### Exercise goal
Find and copy each line of the data that includes "change".

### Provided data
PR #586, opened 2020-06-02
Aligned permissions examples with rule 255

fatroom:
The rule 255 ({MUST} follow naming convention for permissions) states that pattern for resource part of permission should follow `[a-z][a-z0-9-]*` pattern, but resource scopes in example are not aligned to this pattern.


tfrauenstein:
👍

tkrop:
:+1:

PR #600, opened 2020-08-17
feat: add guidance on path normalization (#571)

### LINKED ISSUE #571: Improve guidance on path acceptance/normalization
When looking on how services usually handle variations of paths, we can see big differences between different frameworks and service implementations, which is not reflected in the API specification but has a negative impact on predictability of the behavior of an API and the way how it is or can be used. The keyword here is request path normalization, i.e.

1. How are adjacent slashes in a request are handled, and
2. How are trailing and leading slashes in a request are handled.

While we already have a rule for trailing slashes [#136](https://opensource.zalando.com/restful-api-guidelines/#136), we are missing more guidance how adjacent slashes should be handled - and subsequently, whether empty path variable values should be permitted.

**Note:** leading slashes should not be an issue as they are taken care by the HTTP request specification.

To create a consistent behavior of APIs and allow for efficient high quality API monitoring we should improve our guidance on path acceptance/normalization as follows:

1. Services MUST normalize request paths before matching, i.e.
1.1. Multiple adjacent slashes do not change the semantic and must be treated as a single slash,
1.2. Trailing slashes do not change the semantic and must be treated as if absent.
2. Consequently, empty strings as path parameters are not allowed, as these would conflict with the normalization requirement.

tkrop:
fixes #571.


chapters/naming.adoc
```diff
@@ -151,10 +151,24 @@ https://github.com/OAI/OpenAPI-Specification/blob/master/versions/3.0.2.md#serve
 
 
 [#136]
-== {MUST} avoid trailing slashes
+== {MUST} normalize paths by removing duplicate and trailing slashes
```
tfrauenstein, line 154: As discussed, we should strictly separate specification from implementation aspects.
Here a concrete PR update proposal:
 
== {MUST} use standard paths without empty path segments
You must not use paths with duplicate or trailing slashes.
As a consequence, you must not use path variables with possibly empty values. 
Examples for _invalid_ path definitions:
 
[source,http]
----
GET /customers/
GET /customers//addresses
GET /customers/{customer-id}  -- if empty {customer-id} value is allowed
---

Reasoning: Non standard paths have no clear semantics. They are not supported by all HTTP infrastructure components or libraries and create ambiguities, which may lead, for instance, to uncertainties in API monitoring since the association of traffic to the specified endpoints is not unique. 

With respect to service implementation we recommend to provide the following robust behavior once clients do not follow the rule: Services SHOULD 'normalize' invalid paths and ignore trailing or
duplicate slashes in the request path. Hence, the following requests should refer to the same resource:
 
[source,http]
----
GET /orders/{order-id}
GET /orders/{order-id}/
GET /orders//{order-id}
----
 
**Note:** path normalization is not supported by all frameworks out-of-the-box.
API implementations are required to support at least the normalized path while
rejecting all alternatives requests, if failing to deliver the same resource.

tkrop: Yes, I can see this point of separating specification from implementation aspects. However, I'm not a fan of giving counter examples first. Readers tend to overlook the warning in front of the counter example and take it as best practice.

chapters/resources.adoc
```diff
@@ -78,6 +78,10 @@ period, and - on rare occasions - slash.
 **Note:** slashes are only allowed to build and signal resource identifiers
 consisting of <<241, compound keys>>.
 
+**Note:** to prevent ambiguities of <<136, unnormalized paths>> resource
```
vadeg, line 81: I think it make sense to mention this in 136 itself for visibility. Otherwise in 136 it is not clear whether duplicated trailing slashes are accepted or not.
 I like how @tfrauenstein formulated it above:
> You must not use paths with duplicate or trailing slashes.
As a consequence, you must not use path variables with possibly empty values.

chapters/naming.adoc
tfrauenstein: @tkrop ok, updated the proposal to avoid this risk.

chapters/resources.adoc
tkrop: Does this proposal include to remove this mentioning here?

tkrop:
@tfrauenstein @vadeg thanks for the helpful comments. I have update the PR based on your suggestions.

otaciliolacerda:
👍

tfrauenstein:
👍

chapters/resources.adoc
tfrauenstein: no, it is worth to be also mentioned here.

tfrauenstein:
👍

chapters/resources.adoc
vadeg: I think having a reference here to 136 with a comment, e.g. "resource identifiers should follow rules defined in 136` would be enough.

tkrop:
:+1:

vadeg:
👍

### Response
1.1. Multiple adjacent slashes do not change the semantic and must be treated as a single slash,
1.2. Trailing slashes do not change the semantic and must be treated as if absent.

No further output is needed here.